Discovery of non-zwitterionic aryl sulfonamides as Nav1.7 inhibitors with efficacy in preclinical behavioral models and translational measures of nociceptive neuron activation

Bioorg Med Chem. 2017 Oct 15;25(20):5490-5505. doi: 10.1016/j.bmc.2017.08.012.

Yong-Jin Wu ¹, Jason Guernon ², Andrea McClure ², Guanglin Luo ², Ramkumar Rajamani ², Alicia Ng ³, Amy Easton ², Amy Newton ², Clotilde Bourin ², Dawn Parker ², Kathleen Mosure ², Omar Barnaby ², Matthew G Soars ², Ronald J Knox ², Michele Matchett ², Rick Pieschl ², James Herrington ², Ping Chen ², D V Sivarao ², Linda J Bristow ², Nicholas A Meanwell ², Joanne Bronson ², Richard Olson ², Lorin A Thompson ², Carolyn Dzierba ²

Affiliations

1 Bristol-Myers Squibb Research and Development, 5 Research Parkway, Wallingford, CT 06492-7660, USA. Electronic address: yong-jin.wu@bms.com.
2 Bristol-Myers Squibb Research and Development, 5 Research Parkway, Wallingford, CT 06492-7660, USA.
3 One Squibb Drive, New Brunswick, NJ 08903, USA.

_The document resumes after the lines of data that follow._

PR #838, opened 2017-02-20
Fixes #799: align documentation

### LINKED ISSUE #799: Introduce new "Watcher" abstraction to replace `fabric8:watch-spring-boot`

nicolaferraro:
Removing the `watch-spring-boot` goal and aligning the documentation. I replaced the inclusion of the `d-m-p` docs with a brief summary linking to it because the usage mode, features and config options don't fit well in the case of `f-m-p`.


doc/src/main/asciidoc/inc/goals/develop/_fabric8-watch.adoc
```diff
@@ -2,8 +2,66 @@
...
 
-include::classpath:/META-INF/doc/dmp/inc/watch/_configuration.adoc[]
+[source, sh]
+----
+mvn fabric8:watch
+----
+
+This plugin supports different watcher providers, enabled automatically if the project satisfies certain conditions.
+
+Watcher providers can also be configured manually. The <<generator-example,Generator example>> is a good bluebprint, simply replace `<generator>` with `<watcher>`. The configuration is structurally identical.
```
rhuss: typo "bluebprint"

rhuss:
[merge]

PR #846, opened 2017-02-21
fixes #845 so we can use an annotation to filter out openshift only or kubernetes only resources for different platforms

### LINKED ISSUE #845: allow a target platform annotation so we can filter resources designed only for certain platforms (e.g. kubernetes only or openshift only)
OpenShift doesn't support `CronJob` yet; but then on OpenShift an alternative to `CronJob` is to use a `BuildConfig`. So it'd be nice to say that `CronJob` was for Kubernetes only and then provide a `BuildConfig` for use on OpenShift.

So it'd be nice to have a little annotation we can use to restrict a resource for use on a specific platform only so we can filter things out for the openshift.yml versus the kubernetes.yml.

A trivial PR is on its way shortly...

jstrachan:


plugin/src/main/java/io/fabric8/maven/plugin/mojo/build/ResourceMojo.java
```diff
@@ -317,11 +321,24 @@ private KubernetesList removeOpenShiftObjects(KubernetesList list) {
...
+            return false;
+        }
         return item.getClass().getPackage().getName().contains("openshift");
     }
 
+    private boolean isTargetPlatformOpenShift(HasMetadata item) {
+        // Simple package name based heuristic
+        String targetPlatform = KubernetesHelper.getOrCreateAnnotations(item).get(TARGET_PLATFORM_ANNOTATION);
+        if (targetPlatform != null) {
+            if (!targetPlatform.toLowerCase().equals("openshift")) {
```
pepperbot: MAJOR Merge this if statement with the enclosing one. [rule](https://sonarqube.com/coding_rules#rule_key=squid%3AS1066)
MINOR Move the "openshift" string literal on the left side of this string comparison. [rule](https://sonarqube.com/coding_rules#rule_key=squid%3AS1132)
MINOR Replace these toUpperCase()/toLowerCase() and equals() calls with a single equalsIgnoreCase() call. [rule](https://sonarqube.com/coding_rules#rule_key=squid%3AS1157)

plugin/src/main/java/io/fabric8/maven/plugin/mojo/build/ResourceMojo.java
```diff
@@ -444,6 +461,9 @@ private KubernetesList convertToOpenShiftResources(KubernetesList resources) thr
         List<HasMetadata> objects = new ArrayList<>();
         if (items != null) {
             for (HasMetadata item : items) {
```
pepperbot: MAJOR Reduce the total number of break and continue statements in this loop to use at most one. [rule](https://sonarqube.com/coding_rules#rule_key=squid%3AS135)

jstrachan:
Agreed; though I'm on the fence of the idea of removing it; as I can imagine we may need it there again when we start combining resources together again into packages. Though maybe we just have to be a bit smarter in how we compose packages better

PMID: 28818462 DOI: 10.1016/j.bmc.2017.08.012

Abstract

Since zwitterionic benzenesulfonamide Na_v1.7 inhibitors suffer from poor membrane permeability, we sought to eliminate this characteristic by replacing the basic moiety with non-basic bicyclic acetals and monocyclic ethers. These efforts led to the discovery of the non-zwitterionic aryl sulfonamide 49 as a selective Na_v1.7 inhibitor with improved membrane permeability. Despite its moderate cellular activity, 49 exhibited robust efficacy in mouse models of neuropathic and inflammatory pain and modulated translational electromyogram measures associated with activation of nociceptive neurons.

Keywords

Benzenesulfonamide; Membrane permeability; Na(v)1.7 inhibitor; Neuropathic and inflammatory pain; Nociceptive flexion reflex (NFR); Translational electromyogram.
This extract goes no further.